The pilot study compared KGMM in the edu-metaverse against an equivalent 2D collaborative mind-mapping task conducted over Zoom. Both conditions used the same KG backend and the same task. The key manipulated variable was the environment: immersive VR with avatar copresence vs. video conferencing with screen sharing.

The behavioral metrics focused on involvement — frequency of contributions, types of interactions (adding nodes vs. connecting nodes vs. editing existing nodes), turn-taking patterns, and the distribution of contributions across group members. The Zoom condition provides a strong baseline because it represents the default remote collaboration tool that most learners already use; if KGMM in VR can't beat Zoom on engagement, it has no practical future.

What the Data Shows

Two headline findings:

  1. Heightened involvement in the edu-metaverse. Learners in the VR condition contributed more frequently, made more node connections (as opposed to just adding isolated nodes), and showed more balanced participation across group members. In Zoom, contributions tended to concentrate in one or two dominant participants; in VR, the contribution distribution was flatter.
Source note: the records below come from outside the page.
PR #350, opened 2019-08-27
Rqlite test

kderme:
A test for a distributed db called [rqlite](https://github.com/rqlite/rqlite). It uses this [client](https://github.com/kderme/hs-rqlite) and uses docker. It also supports various injected errors, like killing/responding nodes, disconnecting/reconnecting nodes, pausing/unpausing, delays. Clock skews is wip.

### DIFF
--- a/src/Test/StateMachine/Parallel.hs
+++ b/src/Test/StateMachine/Parallel.hs
@@ -98,10 +98,11 @@ forAllParallelCommands :: Testable prop
                        => (Show (cmd Symbolic), Show (resp Symbolic), Show (model Symbolic))
                        => (Rank2.Traversable cmd, Rank2.Foldable resp)
                        => StateMachine model cmd m resp
+                       -> Maybe Int
                        -> (ParallelCommands cmd resp -> prop)     -- ^ Predicate.
                        -> Property
-forAllParallelCommands sm =
-  forAllShrinkShow (generateParallelCommands sm) (shrinkParallelCommands sm) ppShow
+forAllParallelCommands sm mminSize =
+  forAllShrinkShow (generateParallelCommands sm mminSize) (shrinkParallelCommands sm) ppShow
 
 
 forAllNParallelCommands :: Testable prop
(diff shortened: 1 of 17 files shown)


src/Test/StateMachine/Parallel.hs
```diff
@@ -159,9 +160,10 @@ generateParallelCommands :: forall model cmd m resp. Rank2.Foldable resp
                          => Show (model Symbolic)
                          => (Show (cmd Symbolic), Show (resp Symbolic))
                          => StateMachine model cmd m resp
+                         -> Maybe Int
                          -> Gen (ParallelCommands cmd resp)
-generateParallelCommands sm@StateMachine { initModel } = do
-  Commands cmds      <- generateCommands sm Nothing
+generateParallelCommands sm@StateMachine { initModel } mminSize  = do
```
stevana: Can we please document this as a breaking change in the changelog?

stack.yaml
```diff
@@ -10,6 +10,8 @@ extra-deps:
   - splitmix-0.0.2@sha256:e1c4d1202757d63cd4b4498d5fa600a792f2a315d2fdc6cf772f4679113c1819
   - tree-diff-0.0.2.1@sha256:4bd07bd26091f21710288c1037124bfe19aadb5bdf3df57c8374afaa5f14fef8
   - graphviz-2999.20.0.3
+  - git: https://github.com/kderme/hs-rqlite
```
stevana: The cabal based CI builds won't like this (adding it to cabal.project will only work with newer cabals). Could you make a new release perhaps?

test/RQlite.hs
```diff
@@ -0,0 +1,752 @@
...
+    c <- liftIO $ newMVar 0
+    ls <- runNParallelCommandsNTimes 1 (sm c $ Just Weak) cmds
+    prettyNParallelCommandsWithOpts cmds (Just $ GraphOptions "rqlite.png" Png) ls
+    liftIO $ print $ fst $ head ls
+    liftIO $ print $ interleavings $ unHistory $ fst $ head ls
+
+garbageCollect :: Model Concrete -> IO ()
+garbageCollect (Model _ nodes) =
+    forM_ nodes $ \(Reference (Concrete node), p) -> do
+        putStrLnM $ "stoping " ++ show p
```
stevana:
```suggestion
        putStrLnM $ "stopping " ++ show p
```

test/Spec.hs
```diff
@@ -124,6 +125,9 @@ tests docker0 = testGroup "Tests"
   , testGroup "SQLite"
       [ testProperty "Parallel" prop_parallel_sqlite
       ]
+  , testGroup "Rqlite"
+      [ testProperty "parallel" $ withMaxSuccess 10 $ prop_parallel_rqlite (Just Weak)
```
stevana: Could we please add a comment on why the sequential property isn't included here?

kderme:
Review addressed, thanks!
> Can we please document this as a breaking change in the changelog?

Probably there is some more work to be done in the changelog.

stevana:
Looks good now! Apart from lts-11, which I made a ticket about removing support for.

PR #355, opened 2019-09-08
High-level interface to the state machine API

edsko:
Submitting a draft PR to let you guys know we've been working on this and made quite a bit of progress. However, I am yet to use these abstractions in my real/large QSM test setup (or indeed in the QSM tests themselves that use the patterns from my blog post), so I'm sure a bit more further tweaking will be required. However, quite pleased with how this turned out.

This is joint work with Alfredo Di Napoli.

# High-level interface to the state machine API

 This captures the patterns described in http://www.well-typed.com/blog/2019/01/qsm-in-depth/ as a proper Haskell abstraction. The basic idea is that we have a concept of commands and responses (just like in the lower level API), along with two interpretors, one for the system under test and one for the model. We then compare that they can run in lockstep, comparing responses at every step, insisting that they must be equal.
    
Of course requiring that responses must be really _equal_ is too strong: the system under test might return a real file handle for example, where the model will return a mock file handle. So we compare responses up to a mapping from real handles to mock handles, which is maintained by the Lockstep infrastructure.
    
It comes in two variants: one n-ary variant supporting an arbitrary number of different types of handles, and one where there is precisely one. The n-ary version is needed if testing for example a system that might return both DB handles and file handles, but in most cases the simple one suffices and is much easier to use. The simple API is defined in terms of the n-ary one (which requires some more sophisticated types).
    
The `IORefs` test is a nice example that demonstrates quite how succinctly we can write model tests with these abstractions.

### DIFF
--- a/quickcheck-state-machine.cabal
+++ b/quickcheck-state-machine.cabal
@@ -34,6 +34,9 @@ library
                      , Test.StateMachine.ConstructorName
                      , Test.StateMachine.DotDrawing
                      , Test.StateMachine.Labelling
+                     , Test.StateMachine.Lockstep.Aux
+                     , Test.StateMachine.Lockstep.NAry
+                     , Test.StateMachine.Lockstep.Simple
                      , Test.StateMachine.Logic
                      , Test.StateMachine.Markov
                      , Test.StateMachine.Parallel
@@ -65,6 +68,7 @@ library
         process >=1.2.0.0,
         QuickCheck >=2.13.2,
         random >=1.1,
+        sop-core,
         split,
         text,
         tree-diff >=0.0.2.1,
@@ -133,6 +137,7 @@ test-suite quickcheck-state-machine-test
                        Echo,
                        ErrorEncountered,
                        Hanoi,
+                       IORefs,
                        MemoryReference,
                        Mock,
                        Overflow,
--- a/src/Test/StateMachine/Lockstep/Aux.hs
+++ b/src/Test/StateMachine/Lockstep/Aux.hs
@@ -1,0 +1,88 @@
+{-# LANGUAGE ConstraintKinds     #-}
+{-# LANGUAGE DataKinds           #-}
+{-# LANGUAGE FlexibleContexts    #-}
+{-# LANGUAGE GADTs               #-}
+{-# LANGUAGE KindSignatures      #-}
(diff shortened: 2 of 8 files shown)


edsko:
(This PR is really just one commit. The first commit is #354 .

stevana:
Cool, I like the two variants, simple and N-ary, and how short the example turned out!

edsko:
@stevana If you like the approach, if you prefer you could merge this as is. I think what's here works, and is correct, but it might not be quite general enough, we might need some additional hooks. (In particular, I want some hooks for labelling and for test setup.) I'm not sure when I'll get to that though. Up to you, whichever way you prefer.

stevana:
I'm happy to merge this, but it would be good to fix a couple of things that CI is complaining about:

  * generic-sop missing in stack lts-12: https://api.travis-ci.org/v3/job/582296479/log.txt
  * ghc 8.2.2 needs import Data.Monoid (<>): https://api.travis-ci.org/v3/job/582296475/log.txt

CI is a bit broken at the moment, I've created an issue for it -- but that's unrelated to this PR. Nevertheless we should probably fix CI before merging this... Do you need this released by the way?

edsko:
> Do you need this released by the way?

No, I probably can't quite use this in its currents state anyway, I'll need the generalizations. Merging would primarily be to avoid bit-rot I suppose.

edsko:
The 8.2 problem is easily fixed, but not entirely sure what to do about sop-core?

stevana:
Should also be an easy fix, the error message in the log explains it quite well:

```
In the dependencies for quickcheck-state-machine-0.6.0:

    sop-core needed, but the stack configuration has no specified version 

             (latest matching version is 0.5.0.0)

needed since quickcheck-state-machine is a build target.

Some different approaches to resolving this:

  * Recommended action: try adding the following to your extra-deps

    in /home/travis/build/advancedtelematic/quickcheck-state-machine/stack.yaml:

- sop-core-0.5.0.0@sha256:8734ab38b8c84837094eec657da0b58942e481e20166131f34cf6c7fe9787b07,2827
```

edsko:
Ah, okay, that works for you? You don't mind a dependency that's not in lts-12?

stevana:
Yeah, that's fine. (I think we already got other dependencies that are not part of Stackage.)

The authors attribute this to copresence — when you see your teammates' avatars standing next to you, manipulating the same mind map, the social norm to contribute is stronger than when you're a rectangle in a grid.

  2. KG recommendations were used differently in VR. In the Zoom condition, KG-suggested nodes were often accepted without modification. In VR, learners were more likely to modify suggested nodes — rename them, reconnect them, use them as starting points for further elaboration. The interpretation is that the immersive environment promotes deeper processing: when you're "inside" the knowledge space, you're more invested in getting the map right than in just completing the task. This is speculative — the study wasn't designed to isolate the mechanism — but it's consistent with the broader finding that VR enhances task absorption.

The Copresence Argument

The paper's most theoretically interesting claim is that copresence acts as an engagement multiplier for collaborative knowledge work. This is distinct from saying "VR is more engaging." The argument is structural: copresence changes the social dynamics of collaboration (more balanced participation, more spontaneous verbal contributions), which in turn changes the cognitive dynamics (deeper processing of KG recommendations, more elaboration on peer contributions). The KG provides the cognitive scaffold; copresence provides the social motivation to actually use it.

This framing has a practical implication for edu-metaverse design: don't invest in better AI recommendations until you've invested in better social presence. A sophisticated KG with low copresence will underperform a simple KG with high copresence, because recommendations that nobody discusses or elaborates are wasted.

Boundaries

This is a pilot study. The sample size is small, the task is a single session, and the outcome measures are behavioral engagement rather than learning gains. We don't know whether the heightened involvement translates to better conceptual understanding, better retention, or better transfer — and we don't know whether the effects persist beyond the novelty window. The KG itself is domain-specific and manually constructed; the paper does not address how to build or adapt KGs for new subjects at scale.

The comparison against Zoom is also a comparison of two different modalities (VR vs. 2D video) that differ on many dimensions simultaneously — copresence, input modality, field of view, environmental immersion. Attributing the effects specifically to copresence rather than to, say, the novelty of being in VR or the reduced distraction of a full-field display is not possible from this design. A follow-up that varies copresence within VR (e.g., high-fidelity avatars vs. floating name tags) would isolate the mechanism more cleanly.